Same time, same place: 7.15 pm onwards, Thursday 27th July at the Mulberry Bush, just south of Amersham on the road to Beaconsfield. Handy for the M40 - only about 5 miles from the Beaconsfield junction.

So far we've had people from Bucks, Beds, Berks, Essex, Surrey, West London, Herts and Hants  I'm sure we could get a couple more counties in  Where are all you Oxonites? 

Address for all you sat-navers: 21 Amersham Road, Coleshill, Amersham, Buckinghamshire HP7 0LB Tel. 01494 726754 (It's actually on the A355 main road - not on Magpie Lane, Coleshill as it appears on the map and sat nav systems :roll: )

The food there is excellent, and the staff very friendly.
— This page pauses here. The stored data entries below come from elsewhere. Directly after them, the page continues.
PR #8334, opened 2021-04-10
CI: move continue-on-error from steps to job

jeremyd2019:
See
https://github.blog/changelog/2020-04-15-github-actions-new-workflow-features/#expressions-in-jobcontinue-on-error

https://github.com/msys2/MINGW-packages/commit/4e952a7445daa0fb9df229ea61b69ccee3264d4a#r49357293

### DIFF
--- a/.github/workflows/main.yml
+++ b/.github/workflows/main.yml
@@ -16,6 +16,7 @@ jobs:
           { msystem: UCRT64, arch: ucrt-x86_64, can-fail: false }
         ]
     name: ${{ matrix.msystem }}
+    continue-on-error: ${{ matrix.can-fail }}
     steps:
 
       - uses: actions/checkout@v2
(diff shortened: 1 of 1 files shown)


MehdiChinoune:
That means CI will never report a failure, Is that acceptable for you?
What is the purpose of CI then? Isn't it to check if changes pass or not?

jeremyd2019:
Apparently specifying `continue-on-error` on the job results in the job still reporting as failed in the lists, and also (perhaps more importantly) in the icon on the commit and PR being the red x rather than the green check.  So this may not be desired.

jeremyd2019:
It does show the green icon on the Actions page though, for what that's worth.

lazka:
yeah, that's why I removed it for ucrt64 again. Too hard to see if it failed or not.

PR #8667, opened 2021-05-14
Fix building qemu

ZachBacon:
since the last author didn't use "${pkgdir}"/${MINGW_PREFIX}
for the readme he added or the shell script, and this caused the build to fail


Biswa96:
1. No need to add `/` before $MINGW-PREFIX, it already has.
2. _By the law of pacman_, this changes the packages, so need a pkgrel bump. But we can skip that here, can't we?

jeremyd2019:
? The cwd should have been `${pkgdir}/${MINGW_PREFIX}` at the time

ZachBacon:
> 1. No need to add `/` before $MINGW-PREFIX, it already has.
> 2. _By the law of pacman_, this changes the packages, so need a pkgrel bump. But we can skip that here, can't we?

I just got that from another pkgbuild and I didn't think it was necessary to bump the rel since it didn't build in the first place, but I can do that if I need to. 

Which I'm assuming probably a yes.

jeremyd2019:
Yes, without manual intervention autobuild will not retry building a package unless it has a newer version (ie, pkgrel bump)

ZachBacon:
> Yes, without manual intervention autobuild will not retry building a package unless it has a newer version (ie, pkgrel bump)

I'll do it in the morning, it's already past midnight and I have work tomorrow.

heljkon:
> since the last author didn't use "${pkgdir}"/${MINGW_PREFIX}
> for the readme he added or the shell script, and this caused the build to fail

Sorry for the problems you have experienced

I do not understand why this fails because currenty working dir is "${pkgdir}"/${MINGW_PREFIX}. I am using relative paths for readablity. 
Since I had already issues with transition to Sphinx 4 the problem could be found there, too. I registered a huge amount of changes...

Nevertheless I am also preparing a PR for other issues I recognized yesterday which I already implemented. I have to start work now, so I will do this later this day. Then of course I will build once more locally before issueing the PR. My local build a few hours ago was successful.

For the sake of not bumping every other day, let's solve this in my PR to come.

Regards

heljkon:
OK, you are referring to pending updates, I guess.
I have got no insight into logs of these as far as I know. 
Since the CI builds for my update PR were OK, it was merged.
It would be interesting to see, why the builds for repo updates failed. Are there any logs?

jeremyd2019:
View the logs from https://packages.msys2.org/queue on the row for mingw-w64-qemu

heljkon:
Thanks.

That's it.

```
2021-05-13T21:20:26.1724742Z cp: cannot create regular file 'share/doc/qemu/': No such file or directory
2021-05-13T21:20:26.2235717Z ==> ERROR: A failure occurred in package().
```

A `mkdir -p share/doc/qemu` should do

But I guess the problem arises much earlier. For some reason share/doc/qemu/ was not created by `make install`. No documentations was put there although is was configured to do so (Doc directory: D:/a/_temp/msys/msys64/ucrt64/share/doc/qemu).

In my opinion more updates like transition to Sphinx may have caused this. There is more work to be done.

lazka:
I assume this is fixed already

PR #8669, opened 2021-05-14
gtkwave: do not install ghwdump

umarcor:
As discussed in https://github.com/ghdl/ghdl/issues/1756, recently ghwdump was added to the GHDL package. The same binary was provided by package GTKWave already. Therefore, there is now a conflict that prevents users of these packages from updating their MSYS2 installations.

After getting feedback from GHDL and GTKWave maintainers and contributors, this PR removes the ghwdump binary from the GTKWave package.


Biswa96:
Just thoughts. If some projects conflict with a simple executable file one can rename the exe (like project1-foo.exe and project2-foo.exe) rather than removing it. After asking upstream, of course.

umarcor:
@Biswa96, see https://github.com/ghdl/ghdl/issues/1756.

Look forward to seeing you there if you can make it. Don't worry if you've never been to a meet before - we're all very friendly and don't bite (unless you ask nicely :wink: ) Just come along and have a chat, a bite to eat and loiter in the car park 

Please post your interest here:

NaughTTy
thebears & Miss Bears
J55TTC
MarkTT225
neil millard tt
Adam TTR (hopefully)
ttvic
was
Lucky TT (hopefully)

If all turn up I'll buy the first round of drinks to celebrate my 40th  :wink:


----------



## phodge (Sep 1, 2002)

Sorry Paul, me and Mr phodge will have to give this one a miss - we'll be in sunny France that week.

[smiley=thumbsdown.gif]


----------



## NaughTTy (Jul 9, 2003)

phodge said:


> Sorry Paul, me and Mr phodge will have to give this one a miss - we'll be in sunny France that week.
> 
> [smiley=thumbsdown.gif]


Boo 

Shame you can't make it Penny. Hope this isn't a sign of things to come for the rest of the Bucks Bashers - start of the school hols an' all that :?


----------



## R6B TT (Feb 25, 2003)

I'm away too Paul - and it looks like my international travel will be ramping up again too - wtf is business hotting up in Israel ?


----------



## NaughTTy (Jul 9, 2003)

R6B TT said:


> I'm away too Paul - and it looks like my international travel will be ramping up again too - wtf is business hotting up in Israel ?


Oh Nooo :?

Please somebody give me some good news.


----------



## NaughTTy (Jul 9, 2003)

NaughTTy said:


> R6B TT said:
> 
> 
> > I'm away too Paul - and it looks like my international travel will be ramping up again too - wtf is business hotting up in Israel ?
> ...


Anybody? I thought Gaydon would have gee'd everybody up into getting together again


----------



## thebears (Jan 14, 2006)

Count me in Paul, missed Gaydon so need a TT fix.


----------



## J55TTC (Apr 25, 2005)

If there isnt a surrey meet soon Ill be along to this one


----------



## slineTT (Feb 24, 2006)

Sorry Paul i will miss this one as I prepare for my long European August journey. But I am already looking forward to the September one.
Have a great meet though and take some pics. I will view them on the boat on my way to Greece.
Elias


----------



## NaughTTy (Jul 9, 2003)

Dale, Joss,

Looks like it's just us 3 at the moment :roll: We'll see how it pans out. If we get many more not coming, maybe we could have a combined Bucks/Surrey meet.....no, wait a minute...we already do that (sorry Vic) :wink: Seriously though - it could be an option if all our regular Bucks Bashers are interested.


----------



## NaughTTy (Jul 9, 2003)

slineTT said:


> Sorry Paul i will miss this one as I prepare for my long European August journey. But I am already looking forward to the September one.
> Have a great meet though and take some pics. I will view them on the boat on my way to Greece.
> Elias


Understand Elias - see you in a couple of months.


----------



## thebears (Jan 14, 2006)

Not many numbers is this going to be another cancelled meet!


----------



## markTT225 (Apr 8, 2004)

Hi Paul - I CAN make this one. But I don't want to go. Just kidding, put me down on the list


----------



## NaughTTy (Jul 9, 2003)

thebears said:


> Not many numbers is this going to be another cancelled meet!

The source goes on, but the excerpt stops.